**RAW DATA**

• • • •

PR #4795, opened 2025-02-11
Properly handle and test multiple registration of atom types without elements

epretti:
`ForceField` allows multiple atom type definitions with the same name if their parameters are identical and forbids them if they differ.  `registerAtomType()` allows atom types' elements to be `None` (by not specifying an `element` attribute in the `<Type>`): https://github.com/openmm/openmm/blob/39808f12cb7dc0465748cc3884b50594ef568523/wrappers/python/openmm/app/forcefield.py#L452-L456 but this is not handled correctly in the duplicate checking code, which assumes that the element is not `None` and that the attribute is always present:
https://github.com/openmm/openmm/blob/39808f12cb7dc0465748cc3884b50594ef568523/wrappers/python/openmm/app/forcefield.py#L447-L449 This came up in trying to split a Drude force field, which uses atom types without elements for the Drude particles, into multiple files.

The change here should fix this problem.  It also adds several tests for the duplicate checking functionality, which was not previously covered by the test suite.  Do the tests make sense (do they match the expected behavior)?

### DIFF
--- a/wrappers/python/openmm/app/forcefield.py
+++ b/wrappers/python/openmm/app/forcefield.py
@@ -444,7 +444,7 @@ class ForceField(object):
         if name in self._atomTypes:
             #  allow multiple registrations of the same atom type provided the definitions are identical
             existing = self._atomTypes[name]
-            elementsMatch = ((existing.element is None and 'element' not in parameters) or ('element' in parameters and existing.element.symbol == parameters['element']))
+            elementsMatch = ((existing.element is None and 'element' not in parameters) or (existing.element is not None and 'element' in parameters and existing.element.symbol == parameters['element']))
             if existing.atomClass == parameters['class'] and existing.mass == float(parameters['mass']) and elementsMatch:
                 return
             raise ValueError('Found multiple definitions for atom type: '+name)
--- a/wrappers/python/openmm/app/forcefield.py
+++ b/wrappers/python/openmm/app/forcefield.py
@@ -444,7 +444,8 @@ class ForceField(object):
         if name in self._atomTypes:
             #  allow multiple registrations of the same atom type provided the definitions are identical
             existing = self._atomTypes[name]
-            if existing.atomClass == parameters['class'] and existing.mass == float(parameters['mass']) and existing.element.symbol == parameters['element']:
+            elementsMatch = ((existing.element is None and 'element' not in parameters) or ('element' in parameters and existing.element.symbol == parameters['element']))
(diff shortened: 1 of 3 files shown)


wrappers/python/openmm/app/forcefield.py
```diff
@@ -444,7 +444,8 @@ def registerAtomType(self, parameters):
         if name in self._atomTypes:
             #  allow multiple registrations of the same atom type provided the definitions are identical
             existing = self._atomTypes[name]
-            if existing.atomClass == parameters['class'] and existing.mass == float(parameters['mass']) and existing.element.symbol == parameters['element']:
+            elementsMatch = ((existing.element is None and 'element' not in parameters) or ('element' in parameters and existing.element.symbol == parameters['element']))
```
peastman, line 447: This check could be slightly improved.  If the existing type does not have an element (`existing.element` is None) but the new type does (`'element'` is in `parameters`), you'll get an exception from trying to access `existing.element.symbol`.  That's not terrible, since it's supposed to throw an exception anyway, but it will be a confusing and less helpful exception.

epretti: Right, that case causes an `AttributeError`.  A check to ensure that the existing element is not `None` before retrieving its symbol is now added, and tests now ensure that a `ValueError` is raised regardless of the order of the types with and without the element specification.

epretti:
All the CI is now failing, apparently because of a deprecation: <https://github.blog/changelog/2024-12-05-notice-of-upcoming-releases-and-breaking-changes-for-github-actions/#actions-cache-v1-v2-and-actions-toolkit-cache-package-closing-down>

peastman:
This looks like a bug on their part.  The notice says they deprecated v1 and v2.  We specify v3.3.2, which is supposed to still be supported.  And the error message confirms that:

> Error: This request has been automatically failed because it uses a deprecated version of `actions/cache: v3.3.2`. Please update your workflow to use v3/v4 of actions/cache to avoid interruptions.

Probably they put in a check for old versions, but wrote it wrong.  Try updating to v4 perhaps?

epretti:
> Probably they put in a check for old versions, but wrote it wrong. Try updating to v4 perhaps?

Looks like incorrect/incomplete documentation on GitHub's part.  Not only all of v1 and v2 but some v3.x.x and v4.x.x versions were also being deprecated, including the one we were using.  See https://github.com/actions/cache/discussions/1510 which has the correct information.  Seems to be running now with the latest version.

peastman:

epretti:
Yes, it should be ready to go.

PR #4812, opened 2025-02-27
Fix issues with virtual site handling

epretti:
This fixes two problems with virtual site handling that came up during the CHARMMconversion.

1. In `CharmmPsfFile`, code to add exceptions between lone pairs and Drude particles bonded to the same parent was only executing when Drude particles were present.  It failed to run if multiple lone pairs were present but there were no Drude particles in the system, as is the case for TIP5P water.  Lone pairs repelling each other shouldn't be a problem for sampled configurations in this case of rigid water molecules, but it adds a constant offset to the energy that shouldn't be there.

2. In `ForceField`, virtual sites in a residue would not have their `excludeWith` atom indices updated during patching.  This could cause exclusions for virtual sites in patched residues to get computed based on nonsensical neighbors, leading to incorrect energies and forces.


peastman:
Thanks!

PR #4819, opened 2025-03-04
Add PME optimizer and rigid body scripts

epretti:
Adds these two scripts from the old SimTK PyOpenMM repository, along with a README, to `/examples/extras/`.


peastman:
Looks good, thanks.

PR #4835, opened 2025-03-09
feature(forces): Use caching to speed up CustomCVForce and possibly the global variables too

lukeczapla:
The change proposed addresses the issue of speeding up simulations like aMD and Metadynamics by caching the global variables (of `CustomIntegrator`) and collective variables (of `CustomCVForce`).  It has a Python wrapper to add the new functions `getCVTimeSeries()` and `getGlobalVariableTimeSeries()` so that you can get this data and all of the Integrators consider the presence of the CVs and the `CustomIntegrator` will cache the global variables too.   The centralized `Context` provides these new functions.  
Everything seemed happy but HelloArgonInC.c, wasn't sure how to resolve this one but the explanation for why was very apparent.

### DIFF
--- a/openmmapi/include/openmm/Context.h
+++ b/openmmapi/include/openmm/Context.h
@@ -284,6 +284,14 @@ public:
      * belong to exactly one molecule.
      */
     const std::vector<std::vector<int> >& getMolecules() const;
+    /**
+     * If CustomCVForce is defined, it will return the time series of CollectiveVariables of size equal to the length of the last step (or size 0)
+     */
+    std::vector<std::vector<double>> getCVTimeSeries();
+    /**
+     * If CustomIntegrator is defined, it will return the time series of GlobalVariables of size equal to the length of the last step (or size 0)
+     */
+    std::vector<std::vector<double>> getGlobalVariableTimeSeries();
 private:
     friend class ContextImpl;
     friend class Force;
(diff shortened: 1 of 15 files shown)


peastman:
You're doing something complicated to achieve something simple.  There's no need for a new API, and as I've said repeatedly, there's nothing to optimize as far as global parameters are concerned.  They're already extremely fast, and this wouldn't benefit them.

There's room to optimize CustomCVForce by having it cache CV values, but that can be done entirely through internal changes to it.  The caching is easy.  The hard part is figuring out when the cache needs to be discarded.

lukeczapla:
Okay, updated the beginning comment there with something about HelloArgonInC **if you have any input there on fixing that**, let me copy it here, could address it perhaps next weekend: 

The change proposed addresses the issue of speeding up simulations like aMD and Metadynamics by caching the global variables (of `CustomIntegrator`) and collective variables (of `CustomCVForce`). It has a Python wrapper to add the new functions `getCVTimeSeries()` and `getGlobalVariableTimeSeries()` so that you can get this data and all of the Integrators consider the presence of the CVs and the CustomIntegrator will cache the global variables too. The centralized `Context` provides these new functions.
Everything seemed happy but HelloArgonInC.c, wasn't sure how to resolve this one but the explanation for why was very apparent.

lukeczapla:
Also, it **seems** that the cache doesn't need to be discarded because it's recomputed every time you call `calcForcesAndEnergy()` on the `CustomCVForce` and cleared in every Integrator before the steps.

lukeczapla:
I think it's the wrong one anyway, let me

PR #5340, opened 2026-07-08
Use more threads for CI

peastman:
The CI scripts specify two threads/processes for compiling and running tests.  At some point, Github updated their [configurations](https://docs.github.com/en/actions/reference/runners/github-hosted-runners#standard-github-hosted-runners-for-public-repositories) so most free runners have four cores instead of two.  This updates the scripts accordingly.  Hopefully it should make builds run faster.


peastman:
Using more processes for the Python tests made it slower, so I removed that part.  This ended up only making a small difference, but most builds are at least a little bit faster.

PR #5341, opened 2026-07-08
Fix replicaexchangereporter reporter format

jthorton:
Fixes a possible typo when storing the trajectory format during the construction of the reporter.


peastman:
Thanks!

• • • •

**TASK INSTRUCTIONS**
Within the listing above, extract exactly the lines from the line with "(diff shortened: 1 of 15 files shown)" to the line with "Okay, updated the", the two named lines included, and no others.

**RESPONSE TO THIS TASK**
(diff shortened: 1 of 15 files shown)


peastman:
You're doing something complicated to achieve something simple.  There's no need for a new API, and as I've said repeatedly, there's nothing to optimize as far as global parameters are concerned.  They're already extremely fast, and this wouldn't benefit them.

There's room to optimize CustomCVForce by having it cache CV values, but that can be done entirely through internal changes to it.  The caching is easy.  The hard part is figuring out when the cache needs to be discarded.

lukeczapla:
Okay, updated the beginning comment there with something about HelloArgonInC **if you have any input there on fixing that**, let me copy it here, could address it perhaps next weekend: 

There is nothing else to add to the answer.